The conflict, widely seen as a proxy war between Riyadh and Tehran, has been locked in a bloody stalemate that has claimed some 65,000 lives and pushed 10 million people to the brink of famine, while 7 million people suffer from malnutrition.

All sides have been accused of committing atrocities. Last year, UN experts wrote a report on the Saudi-led coalition’s blockade around Yemen, blasting the coalition’s air strikes on “markets, funerals, weddings, detention facilities, civilian boats and even medical facilities”.   

The report also accused the Houthis of using child soldiers and shelling civilians.

Saudi Arabia and the UAE claim they do their best to minimise civilian deaths. Their diplomatic missions to the UN did not immediately respond to MEE’s interview requests on Monday.

Of the total $5.2bn aid money provided for Yemen last year, the UAE gave 38.3 percent while 22 percent came from Saudi Arabia and 11.5 percent from the US, according to the UN’s financial tracking service.

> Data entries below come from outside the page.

PR #3140, opened 2022-12-20
CMS: Sections: Make title a mandatory parameter

jlledom:

For sections, `title` is not required, but it's used to generate `system_name`, which is required. That makes `title` required in practice, since the UI doesn't provide a way to directly set the `system_name`. This PR adds the validation to make the `title` presence required.

**Verification steps** 

**UI:**

- Audience -> Developer Portal -> New section
- Don't fill any field
- Click "Create Section"
- A popup suggesting to fill out the title is shown
- Fill the title with an empty value (one or more spaces)
- Click "Create Section"
- An error message about the lack of title should be returned

**API:**

```
curl --request POST \
  --url 'http://provider-admin.3scale.localhost:3000/admin/api/cms/sections?access_token=secret' \
  --data '{                                                                                                                                                                                                                    
        "system_name": "test"
}'

```

Should return a response including:

`<error>Title can't be blank</error>`


thalesmiguel (commented):
Don't know if this would go out of the PR's scope (and how difficult it'd be to add) but maybe a DB index should be put in place so we make sure not to save faulty objects. Not saying the effort will be worth it 😬

akostadinov (commented):
tbh I'm not sure we should fix UI issues on the backend. Maybe add some js to prevent form without `title` to be submitted?

wrt title, if it is important, we can just add it to validation to cover the API use case. But if there are valid use cases where `title` is blank, then keep as is. Also we need to make sure there are no existing sections with blank `title`. Otherwise existing entries will be rendered invalid after the change.

btw the nice long explanation message IMO better goes to commit message.

app/models/cms/section.rb
```diff
@@ -201,6 +202,10 @@ def not_own_child
     end
   end
 
+  def system_name_presence
+    errors.add(:system_name) if system_name.blank? && title.present?
```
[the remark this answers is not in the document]
jlledom: right!

jlledom:
> Don't know if this would go out of the PR's scope (and how difficult it'd be to add) but maybe a DB index should be put in place so we make sure not to save faulty objects. Not saying the effort will be worth it grimacing

I'd prefer to avoid DB migrations 😱

jlledom:
> tbh I'm not sure we should fix UI issues on the backend. Maybe add some js to prevent form without `title` to be submitted?
> 

Haven't seen it that way, and makes sense. But I think `title` should really be required and validated, it's not logical to compute the system name from the title and then make the system name mandatory and not the title. Besides, this is not only being used from the UI, also from the API.

> wrt title, if it is important, we can just add it to validation to cover the API use case. But if there are valid use cases where `title` is blank, then keep as is. Also we need to make sure there are no existing sections with blank `title`. Otherwise existing entries will be rendered invalid after the change.
> 

After [this line](https://github.com/3scale/porta/blame/master/app/models/cms/section.rb#L29) was added it's not possible to create a section without a title, and that line has been there for a long time. Also I queried the DB and found only one section in SaaS with an empty title. Since it's just one case that can be fixed easily, I would enforce the title requirement.

> btw the nice long explanation message IMO better goes to commit message.

If we merge this I'll add it to the squash commit

akostadinov:
> After this line was added it's not possible to create a section without a title, and that line has been there for a long time. 

Not really. One could use API to set `system_name` but not title.

> I queried the DB and found only one section in SaaS with an empty title. Since it's just one case that can be fixed easily, I would enforce the title requirement.

How do things behave when `title` is blank? Because we may need to create a migration rake task if we add that. So that users can update their DBs before/after upgrade. We don't have access to that.

jlledom:
> Not really. One could use API to set `system_name` but not title.
> 

If you send `system_name` through an API request the param is filtered and ignored. Only keys in [this](https://github.com/3scale/porta/blob/master/app/controllers/admin/api/cms/sections_controller.rb#L5) array are considered.

> How do things behave when `title` is blank? Because we may need to create a migration rake task if we add that. So that users can update their DBs before/after upgrade. We don't have access to that.

It appears like this, and you can't open it because the link is in the title.

image

thalesmiguel (dismissed):

jlledom:
I added a rake task to fill empty section titles. It's based on this solution:

https://github.com/ankane/strong_migrations#backfilling-data

test/unit/tasks/cms/cms_test.rb
```diff
@@ -2,24 +2,82 @@
...
+      def test_fix_section_empty_titles_system_name_empty
+        section = FactoryBot.build(:cms_section, partial_path: '/', parent: @provider.sections.root, title: nil, system_name: '')
+        section.save!(validate: false)
+        expected_title = "Section #{section.id}"
+
+        execute_rake_task 'cms/cms.rake', 'cms:fix:section_empty_titles'
+
+        section.reload
+        assert_equal expected_title, section.title
+      end
```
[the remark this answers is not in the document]
jlledom: Done

test/unit/tasks/cms/cms_test.rb
```diff
@@ -2,24 +2,82 @@
...
+      def test_fix_section_empty_titles_valid
+        section = FactoryBot.create(:cms_section, partial_path: '/', parent: @provider.sections.root)
 
-      @page.reload
+        execute_rake_task 'cms/cms.rake', 'cms:fix:section_empty_titles'
 
-      assert_equal true,  @page.published.include?('{{ part.url }}')
-      assert_equal false, @page.published.include?('{{ part.link }}')
+        section.reload
+        assert_not_equal section.system_name, section.title
```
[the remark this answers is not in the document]
jlledom: Done

app/models/cms/section.rb
```diff
@@ -201,6 +202,10 @@ def not_own_child
     end
   end
 
+  def system_name_presence
+    errors.add(:system_name, :blank) if system_name.blank? && title.present?
+  end
```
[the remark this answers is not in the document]
akostadinov: What I mean is not to allow submitting a form with an empty `title` instead of later reporting the error. It doesn't make sense to me to design the object around the UI. For the AR object, we want to validate `system_name` is not null. But instead we write the validation around a UI deficiency.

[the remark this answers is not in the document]
jlledom: OK, I left the system_name validation as it was, and added a html attribute to make the title required in the UI. Unfortunately, the `required` attribute doesn't prevent sending a title filled with only spaces, but it seems that's how it's done in all the project. @josemigallas, @lvillen is that right?

lib/tasks/cms/cms.rake
```diff
@@ -210,6 +210,17 @@ namespace :cms do
...
     end
+
+    desc 'Fixes empty titles in sections'
+    task :section_empty_titles => :environment do
+      CMS::Section.unscoped.where(title: ['', nil]).in_batches do |sections|
+        sections.each do |section|
+          title = section.system_name.presence || "Section #{section.id}"
+          section.update_column(:title, title)
+        end
+        sleep(0.01) # throttle
```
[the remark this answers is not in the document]
jlledom: IMO it's a bad idea to hardcode SQL queries. Using rails we can write the same code for alls DB engines.

About the throttle, AIUI it's necessary to allow the DB to perform other operations during the backfilling, so I left it.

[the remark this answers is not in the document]
jlledom: I wast thinking: what if, by a unlucky coincidence, the new `title` doesn't meet the uniqueness constraint? That would raise an exception and abort the script. It would be better to always set a UUID for title, so it reduces the chances of `title` being in use.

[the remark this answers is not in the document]
akostadinov: This likely is a part of a transaction. When introducing a delay, that will just keep the transaction locks for longer, thus reducing the parallel operations the database can handle as well occupy database resources for longer.

Even if for a particular RDBMS it is of any advantage, I would classify it as a premature optimization unless you observed positive effects on the preview database.

I think the `update_all` would be the least resource intensive approach for both - database and client.

See https://stackoverflow.com/a/73038493/520567 , we can have something like

```
CMS::Section.unscoped.where(title: ['', nil]).update_all("title = system_name")
CMS::Section.unscoped.where(title: ['', nil]).update_all("title = id")
```

Although given how few elements we update, it is fine to leave current implementation and just remove the artificial delay.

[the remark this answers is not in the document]
josemigallas: Is it possible to create a section without giving it a title? Is this task useful _right now_?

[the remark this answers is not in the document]
jlledom: Since I'm not opening a transaction explicitly, I assumed that would run out of a transaction. Is a transaction created automatically? Anyway I committed some changes.

lib/tasks/cms/cms.rake
```diff
@@ -210,6 +210,11 @@ namespace :cms do
         puts "\t++ Fixing pagination href in #{page.id}/shared/pagination"
       end
     end
+
+    desc 'Fixes empty titles in sections'
+    task :section_empty_titles => :environment do
+      CMS::Section.unscoped.where(title: ['', nil]).update_all("title = id")
```
mayorova, line 216: Why did you chose the `id` for filling the missing value? I think the `system_name` would be a more logical choice? Although, maybe I am missing some scenario where it might not work...

mayorova:
I personally would keep `system_name` as an optional parameter on the Section Create endpoint (this is how other APIs in System tend to work), and for consistency would add a field on the UI form.

So, if `system_name` is provided, it would be used, and otherwise it would be calculated from the `title`. I agree that Title should be a required field.

On the UI the Update form would contain System Name as a read-only field. Again, this is pretty much how almost all other forms work in the admin portal.

The UI changes could obviously go to a different PR. I am just saying that I wouldn't remove `system_name` from the Create endpoint.

doc/active_docs/CMS API.json
```diff
@@ -262,11 +262,6 @@
               "paramType": "query",
               "allowMultiple": false
             },
-            {
-              "name": "system_name",
-              "description": "Human readable and unique identifier",
-              "paramType": "query"
-            },
             {
               "name": "title",
```
josemigallas, line 266: Do we need this as well?
```suggestion
              "name": "title",
              "required": true,
```

test/unit/tasks/cms/cms_test.rb
```diff
@@ -2,24 +2,56 @@
 
 module Tasks
   class CmsTest < ActiveSupport::TestCase
+    class CmsTestFixPaginationHref < CmsTest
+      def setup
+        @page = FactoryBot.build(:cms_partial, system_name: 'shared/pagination',
+                                 published: '<p>Title</p><a href="{{ part.link }}">Supertramp</a>')
```
josemigallas, line 8: This indentation hurts my eyes 😄. However, I just learnt it is the standard for ruby actually.

test/unit/tasks/cms/cms_test.rb
```diff
@@ -2,24 +2,56 @@
...
-    def setup
-      @page = FactoryBot.build(:cms_partial, system_name: 'shared/pagination',
-        published: '<p>Title</p><a href="{{ part.link }}">Supertramp</a>')
+        @page.save(validate: false)
+      end
 
-      @page.save(validate: false)
+      def test_fix_pagination_href
+        assert_equal true,  @page.published.include?('{{ part.link }}')
+        assert_equal false, @page.published.include?('{{ part.url }}')
```
josemigallas, line 15:
```suggestion
        assert @page.published.include?('{{ part.link }}')
        assert_not @page.published.include?('{{ part.url }}')
```
Or maybe this works?
```suggestion
        assert_includes @page.published, '{{ part.link }}'
        assert_not_includes @page.published, '{{ part.url }}'
```

test/unit/tasks/cms/cms_test.rb
```diff
@@ -2,24 +2,56 @@
...
+
+        execute_rake_task 'cms/cms.rake', 'cms:fix:pagination_href'
+
+        @page.reload
+
+        assert_equal true,  @page.published.include?('{{ part.url }}')
+        assert_equal false, @page.published.include?('{{ part.link }}')
```
josemigallas, line 22:
```suggestion
        assert @page.published.include?('{{ part.url }}')
        assert_not @page.published.include?('{{ part.link }}')
```

```suggestion
        assert_includes @page.published '{{ part.url }}'
        assert_not_includes @page.published, '{{ part.link }}'
```

test/unit/tasks/cms/cms_test.rb
```diff
@@ -2,24 +2,56 @@
...
-    def test_fix_pagination_href
-      assert_equal true,  @page.published.include?('{{ part.link }}')
-      assert_equal false, @page.published.include?('{{ part.url }}')
+    class CmsTestFixSectionEmptyTitles < CmsTest
+      def setup
+        @provider = FactoryBot.create(:provider_account)
+      end
+
+      [nil, ""].each do |empty_val|
+        define_method("test_fix_section_empty_titles_title_#{empty_val.nil? ? 'nil' : 'empty'}") do
```
josemigallas, line 32: I think this approach makes it harder to read, and therefore to maintain.

test/unit/tasks/cms/cms_test.rb
```diff
@@ -2,24 +2,56 @@
...
+          section = FactoryBot.build(:cms_section, partial_path: '/', parent: @provider.sections.root, title: empty_val, system_name: 'system-name')
+          section.save!(validate: false)
+          expected_title = section.id.to_s
+
+          execute_rake_task 'cms/cms.rake', 'cms:fix:section_empty_titles'
+
+          section.reload
+          assert_equal expected_title, section.title
```
josemigallas, line 40: Maybe it would be better to assert title is _not_ empty? De we care what the title actually is?
```suggestion
          assert_not_empty expected_title
```

test/unit/tasks/cms/cms_test.rb
```diff
@@ -2,24 +2,56 @@
...
+        end
+      end
 
-      execute_rake_task 'cms/cms.rake', 'cms:fix:pagination_href'
+      def test_fix_section_empty_titles_valid
```
josemigallas, line 44: It is not clear from then title what this test is actually testing. I _guess_ it's that the rake task do not change the titles that are valid. If so, I would name it just like so `section_empty_titles do not change existing titles`.

test/unit/tasks/cms/cms_test.rb
mayorova: Well, the rake task sets the title to something specific. I'd rather we check that it's actually set to the value we intended to, and not something potentially random.

lib/tasks/cms/cms.rake
jlledom: I'm choosing the id for two reasons:

1. I'm not 100% sure that `system_name` is not empty or `nil` in all cases, there could be corner cases
2. The title has some uniqueness restrictions, one good way to ensure `title` is unique is setting it to the `id`, which must be unique.

I don't think it's setting the `id` as title is a big deal. When a section has no title, there's no way the user can click on it to edit/delete it. That's probably the only reason why there are sections with empty titles: they were created somehow, and then they can't be removed. See the attached image:

[image]

For theses cases, having anything to click on will be helpful enough, they can change the title later or remove the section.

doc/active_docs/CMS API.json
jlledom: You are right

test/unit/tasks/cms/cms_test.rb
jlledom: Your eyes are wrong

lib/tasks/cms/cms.rake
mayorova: Well, there are currently to be the following validations:
```
validates :system_name, :provider, presence: true
validates :system_name, uniqueness: { :scope => [:provider_id] }, length: { maximum: 255 }
```

So I guess the system name is something that is expected to be present always (unlike the title for which the presence validation was missing).

Using system name value to fill the title is just more consistent with how title/name and system name are related for most of the models in Porta. Also, some suggestions here: https://github.com/3scale/porta/pull/3140#issuecomment-1400504580

test/unit/tasks/cms/cms_test.rb
jlledom: Done

test/unit/tasks/cms/cms_test.rb
jlledom: Done

test/unit/tasks/cms/cms_test.rb
jlledom: Readability vs. Not repeating code. I wrote separated tests at first and then merged them suggested by @akostadinov. I think the current state is better but I don't have a strong opinion, so if you convince Aleks, I'm fine.

test/unit/tasks/cms/cms_test.rb
jlledom: Agreed with @mayorova

test/unit/tasks/cms/cms_test.rb
jlledom: I renamed it to `test_fix_section_empty_titles_valid_dont_change`. Hope it's better.

lib/tasks/cms/cms.rake
jlledom: OK, I checked all the git history from the beginning in the system repo and it seems the `system_name` presence validation has been there the whole time. So it should be impossible to have any section in the DB without a `system_name`. I also queried `CMS::Sections.where(system_name: [nil, ''])` in SaaS to verify, and it returned 0 records. It updated the task.

jlledom:
> I personally would keep system_name as an optional parameter on the Section

I implemented this and added a few tests. @mayorova

test/unit/tasks/cms/cms_test.rb
akostadinov: And while nitpicking better use the `test "some behavior happens"` IMO than `def test_some_behavior_happens` :)

test/unit/tasks/cms/cms_test.rb
akostadinov: Readability can be improved by using `test "..."` syntax instead of `define_method`. Or by defining a test and then just loop through the two values inside it. 

```rb
[nil, ""].each do |empty_val| do |value|
  test "section titles are fixed for #{value.inspect}" do
    # actual test code
  end
end
```

```rb
  test "section empty titles are fixed" do
    [nil, ""].each do |empty_val|
      # actual test code
    end
  end
```

mayorova: I'd vote for the 2nd one @akostadinov suggested.

jlledom: I pushed the first option, because the second would create only one test and run the rake task twice without a DB rollback between them

test/unit/tasks/cms/cms_test.rb
jlledom: I also prefer the `test "description"` over `def test_description`. I was using the second here because it's the one being used before in this file, for consistency. But I pushed it anyway.

lib/tasks/cms/cms.rake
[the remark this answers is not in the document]
akostadinov: Yes, afaik everything runs by default in a transaction in porta.

lib/tasks/cms/cms.rake
```diff
@@ -210,6 +210,11 @@ namespace :cms do
         puts "\t++ Fixing pagination href in #{page.id}/shared/pagination"
       end
     end
+
+    desc 'Fixes empty titles in sections'
+    task :section_empty_titles => :environment do
+      CMS::Section.unscoped.where(title: ['', nil]).update_all("title = system_name")
```
akostadinov, line 216: Just FYI this probably needs to be added in release notes or upgrade notes so that customers can fix their databases.

test/integration/cms/api/sections_test.rb
```diff
@@ -109,5 +109,56 @@ def create_section
...
+
+        doc = Nokogiri::XML::Document.parse(@response.body)
+        error = doc.xpath('//error').text
+
+        assert_match "Title can't be blank", error
+      end
+
+      test 'create with title but without system_name' do
+        expected_title = 'New Section'
+        expected_sysname = 'New Section'
```
akostadinov, line 132: This doesn't seem like a sensible system name. Is this correct behavior? Most names that I see in actual DB are more like `new-section`

test/unit/tasks/cms/cms_test.rb
akostadinov: I think the `::test` method creates a method under the hood, but it reads better anyway.

akostadinov (approved):
PR looks good on my end. Two small comments I leave on your discretion.

Other participants need to approve as well though.

wrt taking system name from user, provided it is only an immutable identifier, and title is what user works with, then it is somehow confusing to let user specify both. So I'm on the side to generate something with `#parameterize` and not accept parameter from user (as originally PR was intended). But this is not a hard opinion.

If definitive conclusion is hard to reach immediately, maybe makes sense to leave things before, merge the fixes and discuss addin/removing `system_name` in a separate PR.

test/integration/cms/api/sections_test.rb
jlledom: Yes, I have a PR for that: https://github.com/3scale/porta/pull/3163

I'll have to fix this test when both are merged to master

test/integration/cms/api/sections_test.rb
```diff
@@ -109,5 +109,56 @@ def create_section
...
     end
 
+    class SystemNameTest < ActionDispatch::IntegrationTest
+      def setup
+        @provider = FactoryBot.create(:provider_account)
+        host! @provider.external_admin_domain
+      end
+
+      test 'create without title' do
+
```
josemigallas, line 119:
```suggestion
```

app/models/cms/section.rb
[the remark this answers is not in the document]
josemigallas: TL;DR: Yes, that's right.

`require` prevents the field to be submitted _empty_ of characters, and a blank space is still a character. IMHO this should be up to the controller to validate. If we want some form of client validation, I suggest a hint is added to the field, something like "use a valid name" (Whatever that means).
Optionally, we can specify a `pattern` that the input's value must match. However, this is not an ideal UX without a proper hint / warning, it will only say "The value must match the pattern" or something like that.
It is also possible to set a `min` and `max` length to the input, but I don't think this helps.

The last resort is of course JS. Everything can be done with JS 😄.

josemigallas (approved):
Tentative approval

akostadinov:
What does `Tentative approval` mean? @josemigallas

app/models/cms/section.rb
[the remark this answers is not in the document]
jlledom: I think adding the required attribute is enough for this case. It will return a validation error from rails in the case of sending an empty space

test/integration/cms/api/sections_test.rb
jlledom: Is this a mistake? 🙃

jlledom:
In order to make things simpler for us and the clients, I removed the rake task and implemented the backfill as a migration, this way it'll be executed automatically.

This is from staging:

```
irb(main):001:0> CMS::Section.unscoped.where(title: ['', nil]).size
=> 1
```

That's because even when `title` is not mandatory for sections, the title is required to generate `system_name`, which is mandatory, so `title` is mandatory for practical purposes, and the migration should have little or no effect in SaaS or most clients.

thalesmiguel (approved):
🚀

thalesmiguel (dismissed):
🚀[2]

akostadinov (changes requested):
You seem to introduce no change of behavior except adding a validation for `title`. Am I correct?

Besides the few comments, perhaps good to update PR description that looks a little outdated so that one can better understand reading it in the future after the PR was fixed.

app/controllers/admin/api/cms/sections_controller.rb
```diff
@@ -71,6 +72,7 @@ def show
   ##~ op.parameters.add @parameter_access_token
   ##~ op.parameters.add @parameter_section_id
   ##~ op.parameters.add :name => "title", :description => "Title of the section", :paramType => "query"
+  ##~ op.parameters.add :name => "system_name", :description => "Human readable and unique identifier", :paramType => "query"
```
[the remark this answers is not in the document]
mayorova: I think it is to contrast with the ID (numeric one) as a unique identifier.
System name is also unique, but unlike the numeric ID it is (or supposed to be) also meaningful.

db/schema.rb
```diff
@@ -10,7 +10,7 @@
 #
 # It's strongly recommended that you check this file into your version control system.
 
-ActiveRecord::Schema.define(version: 2022_02_28_215614) do
+ActiveRecord::Schema.define(version: 2023_03_08_155529) do
```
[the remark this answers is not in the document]
jlledom: Done

test/unit/tasks/cms/cms_test.rb
```diff
@@ -5,7 +5,7 @@ class CmsTest < ActiveSupport::TestCase
 
     def setup
       @page = FactoryBot.build(:cms_partial, system_name: 'shared/pagination',
-        published: '<p>Title</p><a href="{{ part.link }}">Supertramp</a>')
+                               published: '<p>Title</p><a href="{{ part.link }}">Supertramp</a>')
```
akostadinov, line 8: maybe revert this indentation only change?

akostadinov (approved):
Please make sure to test it on a copy of prod db before merging.

test/unit/tasks/cms/cms_test.rb
jlledom: It's not directly related to the PR but it's a Rubocop fix, I think it's OK.

thalesmiguel (dismissed):

thalesmiguel (approved):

Delegations from some 90 countries are expected in Geneva on Tuesday, including China and other “non-traditional” donors from the Middle East and Asia, said Bessler. He hoped to achieve more than three-quarters of the $4.2bn target.   

Envoys will hear keynote speeches from UN Secretary-General Antonio Guterres, Sweden’s foreign minister Margot Wallstrom and others and take part in sessions on tackling hunger and rebuilding Yemen’s ravaged economy.